Question

Suppose you wish to retire forty years from today. You determine that you need RM 50,000 per year once you retire, with the first retirement funds withdrawn one year from the day you retire. You estimate that you will earn 6% per year on your retirement funds and that you will need funds up to and including your 25th birthday after retirement

a) How much must you deposit in an account today so that you have enough funds for retirement?

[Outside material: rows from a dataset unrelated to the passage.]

PR #784, opened 2017-11-24
Helm review

gianrubio:
Automatically package helm charts after a PR
Add prometheus-operator and grafana as requirement for kube-prometheus
Avoid chart overriding, comparing the generated hash and the hash in the server

Before merge this PR it's required to configure the aws credentials on travis ci.

### DIFF
--- a/.travis.yml
+++ b/.travis.yml
@@ -21,5 +21,14 @@ jobs:
     script: ./scripts/travis-e2e.sh
   - stage: E2e helm
     script: ./scripts/travis-e2e-helm.sh
-  - stage: helm update
-    script: 'if [ "$TRAVIS_BRANCH" == "master" ]; then make helm-packages; fi'
+
+deploy:
+  provider: script
+  script: helm/hack/helm-package.sh "alertmanager grafana prometheus prometheus-operator exporter-kube-api \
+                exporter-kube-dns exporter-kube-scheduler exporter-kubelets exporter-node \
+                exporter-kube-controller-manager exporter-kube-etcd exporter-kube-state exporter-kubernetes" && \
+        helm/hack/sync-repo.sh && \
+        helm/hack/helm-package.sh kube-prometheus && \
+        helm/hack/sync-repo.sh
+  on:
+    branch: master
--- a/.travis.yml
+++ b/.travis.yml
@@ -4,6 +4,9 @@ go:
 - 1.9
 services:
 - docker
+before_install:
+  - pip install --user awscli
+  - export PATH=$PATH:$HOME/.local/bin
 jobs:
   include:
   - stage: Check generated contents are up to date and code is formatted.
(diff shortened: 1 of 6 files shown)


brancz:
Is it safe to just always sync? Would that override old content, or potentially create problems when things are accidentally merged?

ant31:
Can we make sure that already pushed chart (same version) aren't overwritten. 
A version must be pinned to a single  digest.

gianrubio:
> Is it safe to just always sync? Would that override old content, or potentially create problems when things are accidentally merged?

@brancz I'm thinking to enable e2e tests on the helm charts, it's the best way to have good charts and avoid problems like that.  WDYT?

gianrubio:
> Can we make sure that already pushed chart (same version) aren't overwritten.
> A version must be pinned to a single digest.

Agree! I'm going to add the same validations from [kubernetes/charts](https://github.com/kubernetes/charts/blob/ec99fad17ec5f0764b6712237d3e6b9474581b52/test/circle/lint.sh#L93) when I work on the e2e tests. This will avoid changes without bumping the chart version.

For now, can we ask the users to bump the version when they change the helm charts?

ant31:
> For now, can we ask the users to bump the version when they change the helm charts?

Yes, but CI must fail if they don't.

gianrubio:
@ant31 CI was failing because awscli was not installed, I already fixed that but probably we're going to fail again because there's no AWS secrets and credentials configured on travis. Could you configure this credentials on travis-ci?

unguiculus:
FWIW, over at https://github.com/kubernetes/charts we are planning to package up the checks we run on CircleCI in a Docker image so everyone can run those on their own. Ping @mattfarina before you start with this.

mattfarina:
My first pass will be to package up the static analysis we run on charts (not the e2e ones). I've already started it but not published it yet. Coming soon.

gianrubio:
> FWIW, over at https://github.com/kubernetes/charts we are planning to package up the checks we run on CircleCI in a Docker image so everyone can run those on their own. Ping @mattfarina before you start with this.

b)How much must you deposit each year in an account, starting one year from today, so that you have enough funds for retirement

Answer 1

	Let's first calculate the PV of the retirement corpus
	PV of annuity
	P = PMT x (((1-(1 + r) ^- n)) / r)
	Where:
	P = the present value of an annuity stream	P
	PMT = the dollar amount of each annuity payment	$       50,000
	r = the effective interest rate (also known as the discount rate)	6%
	n = the number of periods in which payments will be made	25
	PV of retirement corpus required=	50000*(((1-(1+6%) ^-25)) /6%)
	PV of retirement corpus required=	$639,167.81
Solution a	Lump-sum deposit required today=	639167.81/(1+6%)^40
	Lump-sum deposit required today=	$ 62,141.29
Solution b	Annual deposits
	FV of annuity
	P = PMT x ((((1 + r) ^ n) - 1) / r)
	Where:
	P = the future value of an annuity stream	$639,167.81
	PMT = the dollar amount of each annuity payment	PMT
	r = the effective interest rate (also known as the discount rate)	6%
	n = the number of periods in which payments will be made	40
	FV of annuity=	PMT x ((((1 + r) ^ n) - 1) / r)
	639167.81=	PMT*((((1+6%)^40)-1)/6%)
	Annual deposit=	639167.81/((((1+6%)^40)-1)/6%)
	Annual deposit=	$    4,130.01